> **Collected data**
PR #420, opened 2018-11-13
DISPATCH-1177 - Added new option -e to qdstat. This will show only th…

ganeshmurthy:
…e edge connections and show which of those connections is active

### DIFF
--- a/src/router_core/agent_connection.c
+++ b/src/router_core/agent_connection.c
@@ -200,11 +200,15 @@ static void qdr_connection_insert_column_CT(qdr_core_t *core, qdr_connection_t *
 
     case QDR_CONNECTION_ACTIVE:
         if (conn->role == QDR_ROLE_EDGE_CONNECTION) {
-            if (core->active_edge_connection == conn)
+            if (core->router_mode == QD_ROUTER_MODE_INTERIOR) {
                 qd_compose_insert_bool(body, true);
-            else
-                qd_compose_insert_bool(body, false);
-
+            }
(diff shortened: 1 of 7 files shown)


fgiorgetti:
@ganeshmurthy I have executed qdstat with -e on a formed network here and I see the "edge" routers from an interior router, and the "interior" router when executed against edge. It makes sense.
What about the message when we run "qdstat -n" on an edge router, which shows:
"Router is Standalone - No Router List".
Is it changing?
Thanks.

ganeshmurthy:
Should it say  "Router is Standalone or Edge - No Router List".

ChugR:
If I have a network of interior routers, each with some edge routers, I can qdstat -e each OK. But if I add -r some-other-router and the other router is on another host them qdstat fails with **KeyError: 'active'.**

    > qdstat -e -b amqp://$INTB_normal -r INTB
    Connections
     id  host                container  role  dir  security     authentication  tenant  active
        ===========================================================================================
      2   127.0.0.1:58780     EB2        edge  in   no-security  anonymous-user          no
      72  192.168.1.16:33324  EB1        edge  in   no-security  anonymous-user          no
    > qdstat -e -b amqp://$INTB_normal -r INTC
    KeyError: 'active'

ChugR:
The problem was router INTC was running master branch code and did not have this PR's changes. With both routers running DISPATCH-1177-1@0e4cd the command works ok. 

This PR could be improved if there was a way to give a meaningful error message instead of KeyError.

PR #428, opened 2018-12-19
DISPATCH-1115: make TravisCI job use a Proton release in addition to master

gemmellr:
There have been various cases that using only Proton master for CI caused Dispatch test failures, or lead to Dispatch master only working with proton master when this wasn't particularly desired at the time. This can cause wasted time when investigating test failures, and complicate release cycles / compatibility unnecessarily.

This change swaps to getting Proton from a checkout rather than submodule, and makes the proton version an env variable forming a matrix of sub-jobs to test different versions, such as master and last release as currently used here.

### DIFF
--- a/.travis.yml
+++ b/.travis.yml
@@ -22,6 +22,9 @@ dist: trusty
 sudo: true
 language: c
 cache: ccache
+env:
+  - PROTON_VERSION=master BUILD_TYPE=Coverage
+  - PROTON_VERSION=0.26.0 BUILD_TYPE=RelWithDebInfo
 
 addons:
   apt:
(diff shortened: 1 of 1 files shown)


gemmellr:
Ignore this comment (but not the PR), testing integration.

gemmellr:
Ignore this comment (but not the PR), testing integration again.

gemmellr:
Updated to only do the coverage build and reporting tasks on one of the sub-jobs

gemmellr:
Pushed this as it seems to work as desired, if folks have other improvements we can add them later.

PR #439, opened 2019-01-15
DISPATCH-1214: remove shutdown leak reported by Valgrind

kgiusti:
This leak is filling up the valgrind results with noise.

### DIFF
--- a/src/router_core/router_core.c
+++ b/src/router_core/router_core.c
@@ -116,7 +116,6 @@ void qdr_core_free(qdr_core_t *core)
     sys_mutex_free(core->id_lock);
     qd_timer_free(core->work_timer);
 
-
     //we can't call qdr_core_unsubscribe on the subscriptions because the action processing thread has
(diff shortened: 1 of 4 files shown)


src/router_core/router_core.c
```diff
@@ -173,6 +173,9 @@ void qdr_core_free(qdr_core_t *core)
         free(link->insert_prefix);
         free(link->strip_prefix);
         link->name = 0;
+        for (int i = 0; i < QDR_LINK_LIST_CLASSES; ++i) {
+            free_qdr_link_ref_t(link->ref[i]);
```
ganeshmurthy: instead of calling free_qdr_link_ref_t is it worth calling 
bool qdr_del_link_ref(qdr_link_ref_list_t *ref_list, qdr_link_t *link, int cls)

kgiusti: Good point - it would be better to clean up the ref lists propery.
I'll update this PR shortly...

PR #448, opened 2019-02-04
DISPATCH-1262: fix GCC 8.2 format-truncation error in router/src/main.c

jdanekrh:
Gcc warns because `getcwd` on Linux may allocate and return new buffer,
so don't ignore the returned value. And cur_path may in theory be null
going in if previous `calloc` failed.

It is unlikely we would end up with cur_path = NULL as parameter to `%s`
in a formatting string later below, but it is possible, given very
careful timing and sufficiently malicious user, I think.

Change is made to silence GCC warning, so that ``-fsanitize=undefined` compiles.


jdanekrh:
@ganeshmurthy thanks for looking into this

PR #1174, opened 2021-04-28
DISPATCH-2088: Free message_stream_data objects on connection thread

ChugR:
and not on the core thread. Move flush_outgoing_bufs call to
handle_disconnected function.


mgoulish:
DEADBUG

Before this patch I had failure rate of 11.8%
Now I have zero failures in 100 tries.   Odd of happening randomly are 1 in 300,000.
Ship it.

kgiusti (approved):
Oh yeah, probably not a good idea to flush buffers from the core thread  :+1:

PR #1176, opened 2021-04-29
DISPATCH-2046: prevent crash when accessing connector pointer

kgiusti:
DISPATCH-1679: fix qd_connector_t leak
DISPATCH-1917: fix race when accessing connector->conn_msg buffer

### DIFF
--- a/src/alloc_pool.c
+++ b/src/alloc_pool.c
@@ -90,7 +90,7 @@ DEQ_DECLARE(qd_alloc_type_t, qd_alloc_type_list_t);
 #if QD_MEMORY_STATS
 static const char *leaking_types[] = {
     // DISPATCH-1679:
-    "qd_timer_t", "qd_connector_t",
+    //"qd_timer_t", "qd_connector_t",
     "qd_hash_handle_t",       // DISPATCH-1696
 
     // system_tests_edge_router (centos7)
--- a/src/alloc_pool.c
+++ b/src/alloc_pool.c
@@ -89,8 +89,6 @@ DEQ_DECLARE(qd_alloc_type_t, qd_alloc_type_list_t);
 //
 #if QD_MEMORY_STATS
 static const char *leaking_types[] = {
-    // DISPATCH-1679:
-    //"qd_timer_t", "qd_connector_t",
     "qd_hash_handle_t",       // DISPATCH-1696
 
     // system_tests_edge_router (centos7)
--- a/src/connection_manager.c
+++ b/src/connection_manager.c
@@ -783,16 +783,16 @@ static int get_failover_info_length(qd_failover_item_list_t   conn_info_list)
  */
 qd_error_t qd_entity_refresh_connector(qd_entity_t* entity, void *impl)
 {
-    qd_connector_t *ct = (qd_connector_t*) impl;
+    qd_connector_t *connector = (qd_connector_t*) impl;
 
-    int conn_index = ct->conn_index;
+    int conn_index = connector->conn_index;
 
     int i = 1;
     int num_items = 0;
 
-    sys_mutex_lock(ct->lock);
+    sys_mutex_lock(connector->lock);
 
-    qd_failover_item_list_t   conn_info_list = ct->conn_info_list;
+    qd_failover_item_list_t   conn_info_list = connector->conn_info_list;
 
     int conn_info_len = DEQ_SIZE(conn_info_list);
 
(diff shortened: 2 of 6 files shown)


src/server.c
```diff
@@ -1644,25 +1657,31 @@ void qd_listener_decref(qd_listener_t* li)
...
-        return 0;
-    }
-    return ct;
+    qd_connector_t *connector = new_qd_connector_t();
+    if (!connector) return 0;
+    ZERO(connector);
+    sys_atomic_init(&connector->ref_count, 1);
+    DEQ_INIT(connector->conn_info_list);
+
+    connector->server  = server;
```
ganeshmurthy, line 1666: How about initializing the timer, conn_msg, lock *first* and if those are successful, then set server, conn_index, etc.

src/connection_manager.c
```diff
@@ -859,16 +861,23 @@ qd_error_t qd_entity_refresh_connector(qd_entity_t* entity, void *impl)
...
       break;
     }
 
     if (qd_entity_set_string(entity, "failoverUrls", failover_info) == 0
-            && qd_entity_set_string(entity, "connectionStatus", state_info) == 0
-            && qd_entity_set_string(entity, "connectionMsg", ct->conn_msg) == 0)
+        && qd_entity_set_string(entity, "connectionStatus", state_info) == 0
+        && qd_entity_set_string(entity, "connectionMsg", ct->conn_msg) == 0) {
+
+        sys_mutex_unlock(ct->lock);
```
ganeshmurthy, line 876: can we change this to connector->lock ? In some places we have ct->lock and in some places we have connector->lock. The connector->lock is easier to understand IMO.

src/server.c
```diff
@@ -1644,25 +1657,31 @@ void qd_listener_decref(qd_listener_t* li)
...
+    connector->timer = qd_timer(connector->server->qd, try_open_cb, connector);
+    if (!connector->timer)
+        goto error;
+    connector->conn_msg = (char*) malloc(300);
+    if (!connector->conn_msg)
+        goto error;
+    memset(connector->conn_msg, 0, 300);
+    return connector;
+
+error:
```
ganeshmurthy, line 1681: Can we please remove "goto" if you don't feel strongly about it?

src/server.c
```diff
@@ -1155,56 +1156,55 @@ static qd_failover_item_t *qd_connector_get_conn_info(qd_connector_t *ct) {
...
-        /* No longer referenced by pn_connection or timer */
-        qd_connector_decref(ct);
+    // Allocate a new connection. No other thread will touch this
+    // connection until pn_proactor_connect is called below
+    qd_connection_t *qd_conn = qd_server_connection(connector->server, &connector->config);
+    if (!qd_conn) {                 /* Try again later */
+        qd_log(connector->server->log_source, QD_LOG_CRITICAL, "Allocation failure connecting to %s",
+               connector->config.host_port);
+        connector->delay = 10000;
+        connector->state = CXTR_STATE_CONNECTING;
```
ganeshmurthy, line 1168: Logically speaking, should the state here be CXTR_STATE_FAILED ? After all the qd_server_connection() failed to allocate a new qd_connection_t object. When the next timer fires after 10 seconds, it will set the state to CXTR_STATE_CONNECTING, right?

src/alloc_pool.c
```diff
@@ -90,7 +90,7 @@ DEQ_DECLARE(qd_alloc_type_t, qd_alloc_type_list_t);
 #if QD_MEMORY_STATS
 static const char *leaking_types[] = {
     // DISPATCH-1679:
-    "qd_timer_t", "qd_connector_t",
+    //"qd_timer_t", "qd_connector_t",
```
ganeshmurthy, line 93: Just delete the two lines. We could add a link in the JIRA DISPATCH-2046 about DISPATCH-1679

src/connection_manager.c
```diff
@@ -790,6 +790,8 @@ qd_error_t qd_entity_refresh_connector(qd_entity_t* entity, void *impl)
     int i = 1;
     int num_items = 0;
 
+    sys_mutex_lock(ct->lock);
+
```
ganeshmurthy, line 794: If the connector state is CXTR_STATE_DELETED, should we just return immediately? Why loop thru the conn_info_list and so on? When the user runs a qdmanage QUERY --type=connector, I think the deleted connector (CXTR_STATE_DELETED) should not even show up in the list of connectors.

PR #1178, opened 2021-04-29
DISPATCH-2091: disable TCP backpressure when delivery is settled

kgiusti:


src/adaptors/tcp_adaptor.c
```diff
@@ -231,7 +232,7 @@ static int handle_incoming_raw_read(qdr_tcp_connection_t *conn, qd_buffer_list_t
     int free_count = 0;
     const bool was_open = conn->bytes_unacked < TCP_MAX_CAPACITY;
 
-    while ((count + conn->bytes_unacked < TCP_MAX_CAPACITY)
+    while ((conn->backpressure_disabled || (count + conn->bytes_unacked < TCP_MAX_CAPACITY))
```
ChugR, line 235: This is probably the only line of code that needs to change to eliminate back pressure problem. See https://github.com/apache/qpid-dispatch/pull/1177

The theory on PR1177 is that when the sending end of a TCP streaming delivery settles then that settlement is reflected in the far end of the stream as an EOS on it's stream. The TCP on the far end of the stream issues a raw connection close_write to half-close the raw connection. Further, the half-closed condition automatically disables the TCP_MAX_CAPACITY back pressure and drains that raw connection's incoming stream.

ChugR (changes requested):

src/adaptors/tcp_adaptor.c
kgiusti: Cool.  I'll "unpropose" this patch and we'll got with #1177 instead.

PR #1182, opened 2021-05-04
DISPATCH-2098 - Stop HTTP server before the AMQP server

jiridanek:
The HTTP server is weird, I can't find an ideal place where to stop it. It is somewhat like the adapter modules, but it is implemented differently. This here survives the Ctrl+C without a crash. I'll try to add a test. Worst case, the commit that broke this can be reverted; that would solve the problem too.

### DIFF
--- a/src/dispatch.c
+++ b/src/dispatch.c
@@ -363,6 +363,10 @@ static void qd_dispatch_set_router_area(qd_dispatch_t *qd, char *_area) {
 void qd_dispatch_free(qd_dispatch_t *qd)
 {
     if (!qd) return;
+
+    /* Stop HTTP threads immediately */
+    qd_http_server_free(qd_server_http(qd->server));
+
     free(qd->sasl_config_path);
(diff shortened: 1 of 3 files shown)


ganeshmurthy:
You could also call the qd_http_server_free() function directly from qd_dispatch_free(qd_dispatch_t *qd) by adding this function in server_private.h
qd_http_server_t *qd_server_http(qd_server_t *server);

And implement that in server.c 
qd_http_server_t *qd_server_http(qd_server_t *server)
{
       return server->http;
}

Call it directly from like this qd_dispatch_free like this - 
qd_http_server_free(qd_server_http(qd->server));

jiridanek:
@ganeshmurthy should I change this to the way you suggest?

ganeshmurthy:
> @ganeshmurthy should I change this to the way you suggest?
Sure, thanks.

ganeshmurthy (approved):

PR #1185, opened 2021-05-05
DISPATCH-2033: Wait for routers to talk to each other before starting…

ganeshmurthy:
… the tests


ganeshmurthy:
This is not a fix for DISPATCH-2033 (I have been unable to reproduce it so far), but since it runs qdstat commands for all routers, it is important that the routers know about each other before the test starts.

kgiusti (approved):

PR #1188, opened 2021-05-05
NO-JIRA: Comment out system_tests_http1_adaptor, system_tests_http2 a…

ganeshmurthy:
…nd system_tests_grpc


jiridanek (approved):
I'm thinking about adding a new CI job that runs only the now-disabled tests with ctest parameter `--repeat until-pass:3`. That way, CI would still catch a situation when test becomes broken. But that is for possible future enhancement.

jiridanek:
> ```diff
> - Coverage   84.31%   84.30%   -0.01%     
> ```

This is weird, I'd expect a bigger change resulting from this....

kgiusti (approved):

PR #1192, opened 2021-05-06
Dispatch 2100 self test for TCP half-closed handling

ChugR:
Echo server was failing half-closed in its own right. Repair that to flush received data before closing.
Conditionally, upon presence of ncat utility, run ncat as described in https://issues.apache.org/jira/browse/DISPATCH-1878 to trigger half-closed handling in TCP adaptor.


ChugR:
Fixed at commit 561306a4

> **TASK REQUIREMENTS**
What lines above hold the word "accessing"? Pull each one out.

> **TASK ANSWER**
DISPATCH-2046: prevent crash when accessing connector pointer
DISPATCH-1917: fix race when accessing connector->conn_msg buffer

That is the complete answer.